-- EXERCISE INPUTS --
===

PR #85, opened 2021-01-25
Update release script to follow the new versioning scheme

kawamuray:
As we're going to manage versions following semver we're gonna need to specify the release version by ourselves.
Also deprecating stuff related to SNAPSHOT versions as we very rarely make a publish with a SNAPSHOT version.


ocadaruma (approved):
LGTM

PR #86, opened 2021-01-27
Fix regression handling

kawamuray:
Fix a bug introduced by #60 .

Handling of `OffsetRegressionException` calls `assignManager.repair` which internally replaces the `PartitionContext` corresponding to the topic-partition, but it later still uses an old, previously grabbed `Context` causing subsequent `registerOffset` to never succeeds.


ocadaruma (approved):
Thanks for the fix. LGTM

PR #87, opened 2021-01-28
DocChecker: Fail validation only if base_version differs to the release version by major version

kawamuray:
Background:
* We have started semantic versioning
* DocChecker always makes a release build to fail because most of the docs depends on `processor` module which gets updated almost 100% on each release.

Let's change DocChecker to fail only if `:base_version:` has lower major version than the version being released. 
This should be okay because:
* The objective of DocChecker is to avoid a document being outdated by forgotten to be updated
* A document gets outdated mainly by Public API changes. Otherwise, the content in doc is almost guaranteed to keep working.


ocadaruma (approved):
LGTM

PR #88, opened 2021-02-08
Bugfix: Exception from consumer.pause() in rebalance due to passing already revoked partition

kawamuray:
In current implementation the `consumer.pause()` may throw `IllegalStateException: No current assignment for partition ...`. 

When rebalance occurs, we save the list of partitions and restore the pause state later. However, since the rebalance might have taken over some partitions off from this instance, we have to filter these partitions from the argument of consumer.pause().
So this happens when all the following 3 conditions are met:
* There’s a paused partition
* Trigger rebalance (instance failure, restart)
* Rebalance taken over a partition from the current instance


ocadaruma (approved):
LGTM, Thanks for quick fix

Issue #98, opened 2021-03-18
Support cooperative rebalancing protocol


ocadaruma:
- Kafka 2.4.0 introduces `cooperative rebalancing protocol`, which mitigates the stop-the-world effect upon rebalancing
  * https://cwiki.apache.org/confluence/display/KAFKA/KIP-429%3A+Kafka+Consumer+Incremental+Rebalance+Protocol
- Users can opt-in cooperative rebalancing by specifying `CooperativeStickyAssignor` in `partition.assignment.strategy` config or implementing `ConsumerPartitionAssignor` which returns `RebalanceProtocol.COOPERATIVE` from `supportedProtocols`
- If cooperative rebalancing is enabled, Kafka consumer will invoke `ConsumerRebalanceListener` as like below:
  * `onPartitionsRevoked` : called only when there's at least one partition that revoked from current assignment
  * `onPartitionsAssigned`: called with **newly** assigned partitions
  * refs: https://cwiki.apache.org/confluence/display/KAFKA/KIP-429%3A+Kafka+Consumer+Incremental+Rebalance+Protocol#KIP429:KafkaConsumerIncrementalRebalanceProtocol-ConsumerRebalanceListenerandConsumerPartitionAssignorSemantics
- `onPartitionsAssigned`'s behavior change makes Decaton to not working, because `AssignmentManager` assumes partitions which previously assigned and kept assigned after rebalance as `revoked` unintentionally.
  * https://github.com/line/decaton/blob/master/processor/src/main/java/com/linecorp/decaton/processor/runtime/internal/AssignmentManager.java#L109

ocadaruma:
Cooperative assignor will be used by default from 3.3.0 https://cwiki.apache.org/confluence/display/KAFKA/Release+Plan+3.3.0

PR #120, opened 2021-07-21
Adopt poll(Duration) fixes #118

### LINKED ISSUE #118: Use poll(Duration)
## Summary
- Currently, Decaton uses `KafkaConsumer#poll(long)` which could block indefinitely and already marked as deprecated
  * https://github.com/line/decaton/blob/v3.0.1/processor/src/main/java/com/linecorp/decaton/processor/runtime/internal/ConsumeManager.java#L165
- We should migrate to `poll(Duration)` overload

ocadaruma:
## Summary
- Currently, Decaton uses `KafkaConsumer#poll(long)` which is deprecated and could be removed in future Kafka release

### DIFF
--- a/processor/src/it/java/com/linecorp/decaton/processor/SubscriptionStateTest.java
+++ b/processor/src/it/java/com/linecorp/decaton/processor/SubscriptionStateTest.java
@@ -26,13 +26,35 @@ import java.util.Deque;
 import java.util.HashMap;
 import java.util.List;
 import java.util.Map;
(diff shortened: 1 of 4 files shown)


ocadaruma:
Seems like there's behavior change regarding rebalance-listener invocation.
Needs consideration how to address that.

ocadaruma:
I'll address this in another PR to fix #98.
Closing this PR for now

PR #122, opened 2021-08-12
Use toBuilder = true on config classes

m50d:
Small change to make it easer to reuse configs while changing some properties. (Specifically, this is useful for the case where we want to populate a `RetryConfig` automatically from Spring properties, but then set some fields programmatically)


kawamuray:
LGTM, thanks!

PR #125, opened 2021-09-14
Add tests for deferred completion

ocadaruma:
## Motivation

- In https://github.com/line/decaton/pull/99, we made some spec change about `ProcessingContext#deferCompletion()` that:
  * It requires to re-use `Completion` instance returned from `deferCompletion()` if we want to refer it later, otherwise completion will be leaked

===

-- ABOUT THIS TASK --
Work through the records above. Copy every line with the string "util".

-- WRITTEN ANSWER --
@@ -26,13 +26,35 @@ import java.util.Deque;
 import java.util.HashMap;
 import java.util.List;
 import java.util.Map;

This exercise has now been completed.